New clarifications do not introduce mandatory requirement for information sharing, but provide clear mechanism for those who consider it appropriate in order to improve effectiveness of detecting financial crime schemes. Compliance with data protection demands and approval mechanisms is essential component of this approach.
FAQ
What are the informing entities for FINTRAC?
Informing to FINTRAC is mandatory for so-called informing organisations. These include:
- banks and credit unions,
- trust and loan companies,
- life insurance companies, securities brokers and dealers,
- investment fund managers,
- money transfer companies,
- as well as certain non-financial entities.
Which 3 reports must be submitted to FINTRAC?

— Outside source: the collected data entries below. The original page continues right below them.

PR #1227, opened 2024-02-07
Add tmt tests identifiers

jan-kolarik:
To allow manual triggering of test suites on the GitHub PR with `/packit test –identifier <id>`.

### DIFF
--- a/.packit.yaml
+++ b/.packit.yaml
@@ -38,6 +38,7 @@ jobs:
       - fedora-all
   - job: tests
     trigger: pull_request
+    identifier: "dnf5-tests"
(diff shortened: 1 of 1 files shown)


jan-kolarik:
OK so now the each tests suite is mentioned separately in the checks list. The `dnf-tests` and `dnf5daemon-tests` are having the "brown dot" as they are meant to be triggered manually only. The only issue left is that when the `dnf5-tests` are executed, the dnf5daemon tests are also included there.

jan-kolarik:
tmt tests looks fixed now. Ready for review 👀

PR #1229, opened 2024-02-08
modules: Report module solver problems

pkratoch:


libdnf5/module/module_sack_impl.hpp
```diff
@@ -181,6 +184,7 @@ class ModuleSack::Impl {
     std::unique_ptr<libdnf5::solv::SolvMap> excludes;
     std::map<Id, ModuleItem *> active_modules;
     std::vector<libdnf5::solv::IdQueue> modules_to_enable;
+    std::vector<std::vector<std::tuple<ProblemRules, Id, Id, Id, std::string>>> solver_problems;
```
pkratoch, line 187: I am not sure about this. It would be better to return the problems from `ModuleSack::Impl::module_solve` and then from `ModuleSack::resolve_active_module_items`, but it's on the public API. Hence this workaround. But maybe we could change the return type if we are doing more changes that break the API.

include/libdnf5/base/goal_elements.hpp
```diff
@@ -82,7 +107,10 @@ enum class GoalProblem : uint32_t {
     SOLVER_PROBLEM_STRICT_RESOLVEMENT = (1 << 13),
     WRITE_DEBUG = (1 << 14),
     UNSUPPORTED_ACTION = (1 << 15),
-    MULTIPLE_STREAMS = (1 << 16)
+    MULTIPLE_STREAMS = (1 << 16),
+    MODULE_SOLVER_ERROR = (1 << 17),
```
j-mracek, line 111: This is not a problem but an idea, what about to add a doc strings for each item?

libdnf5/module/module_sack.cpp
```diff
@@ -555,6 +558,27 @@ std::pair<std::vector<std::vector<std::string>>, ModuleSack::ModuleErrorType> Mo
 }
 
 
+GoalProblem ModuleSack::Impl::module_solver_error_to_goal_problem(ModuleSack::ModuleErrorType module_error) {
```
j-mracek, line 561: Subject for a discussion - The last changes makes somehow `ModuleErrorType` redundant because GoalProblem has the same item set. Or did I missed something. Removal of ModuleErrorType would result in change of IP, but there is 5.2 tah introduce significant changes.

Other option would be that GoalProblem might inherit items from `ModuleErrorType`. This option might be a problem in future when module will get optional.

And the last option we can keep it like it is.

libdnf5/module/module_sack_impl.hpp
j-mracek: I am so sorry, but somehow I missed some connection in the comment.

libdnf5/base/goal.cpp
```diff
@@ -2313,15 +2314,33 @@ base::Transaction Goal::resolve() {
...
     ret |= p_impl->add_module_specs_to_goal(transaction);
     // Resolve modules
     auto module_error = module_sack.resolve_active_module_items().second;
-    if (module_error != libdnf5::module::ModuleSack::ModuleErrorType::NO_ERROR) {
-        throw module::ModuleResolveError(M_("Failed to resolve modules."));
+
+    // Report problems from the module solver
+    auto module_solver_problems =
+        base::process_module_solver_problems(module_sack.p_impl->pool, module_sack.p_impl->solver_problems);
+    auto module_goal_problem = module_sack.p_impl->module_solver_error_to_goal_problem(module_error);
```
j-mracek, line 2325: This converter is somehow additional step, but removal  of it would result in modification of enums, changes on API. From my point of view it would require much more energy then benefits.

libdnf5/base/solver_problems.cpp
```diff
@@ -63,7 +67,31 @@ static const std::map<ProblemRules, BgettextMessage> PKG_PROBLEMS_DICT = {
         " the following protected packages: {}")},
     {ProblemRules::RULE_PKG_REMOVAL_OF_RUNNING_KERNEL,
      M_("The operation would result in removing"
-        " of running kernel: {}")}};
+        " of running kernel: {}")},
+    {ProblemRules::RULE_MODULE_DISTUPGRADE, M_("{} does not belong to a distupgrade repository")},
```
j-mracek, line 71: Just a question - what about information about repository?

pkratoch: The changes do not prevent to add it in the future, so I though I would leave it for another PR to not make this one too big. But the disadvantage is that the strings for translations will change. I can take a look.

PR #1236, opened 2024-02-12
dnfdaemon: Limit number of simultaneously active sessions

m-blaha:


dnf5daemon-server/session_manager.cpp
```diff
@@ -26,11 +26,15 @@ along with libdnf.  If not, see <https://www.gnu.org/licenses/>.
...
 
 #include <iostream>
+#include <numeric>
 #include <random>
 #include <sstream>
 #include <string>
 #include <thread>
 
+// TODO(mblaha): Make this constant configurable
+const int MAX_SESSIONS = 10;
```
Conan-Kudo, line 36: This should be lower. It is probably not reasonable to have more than 5. Most things don't even allow more than 2.

Conan-Kudo (changes requested):

dnf5daemon-server/session_manager.cpp
m-blaha: OK, makes sense. I originally had 5 here...

Conan-Kudo (approved):

jan-kolarik:
Thanks!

There are three types of reports that are fundamental for most informing organizations.
The first is fishy transaction inform, which is submitted when there are rational reasons to suspect money laundering or terrorist financing. Second is large cash transaction report, which is submitted when cash exceeding specified threshold is received or paid in single transaction or series of related transactions. Third is inform on international electronic funds transfers, which covers transfers outside Canada or from abroad that exceed specified threshold. These reports form basis for FINTRAC’s monitoring of financial flows.
What is the information Sharing Act in Canada?
In context of AML/CTF, this refers to legal mechanism enshrined in Anti-Money Laundering and Counter-Terrorist Financing Act. It allows reporting firms to exchange personal information with each other without customer’s consent, subject to strictly defined conditions. Such exchange is only possible within framework of approved code of practice and under supervision of Privacy Commissioner.
What is reporting limit for FINTRAC?
There is set limit for cash transactions and international electronic transfers, above which report must be submitted. There is no threshold for suspicious transactions – report must be submitted regardless of amount if organization has reasonable grounds to believe that transaction is related to money laundering or terrorist financing. Thus, key factor is not only amount, but also nature of transaction and context of customer’s behavior.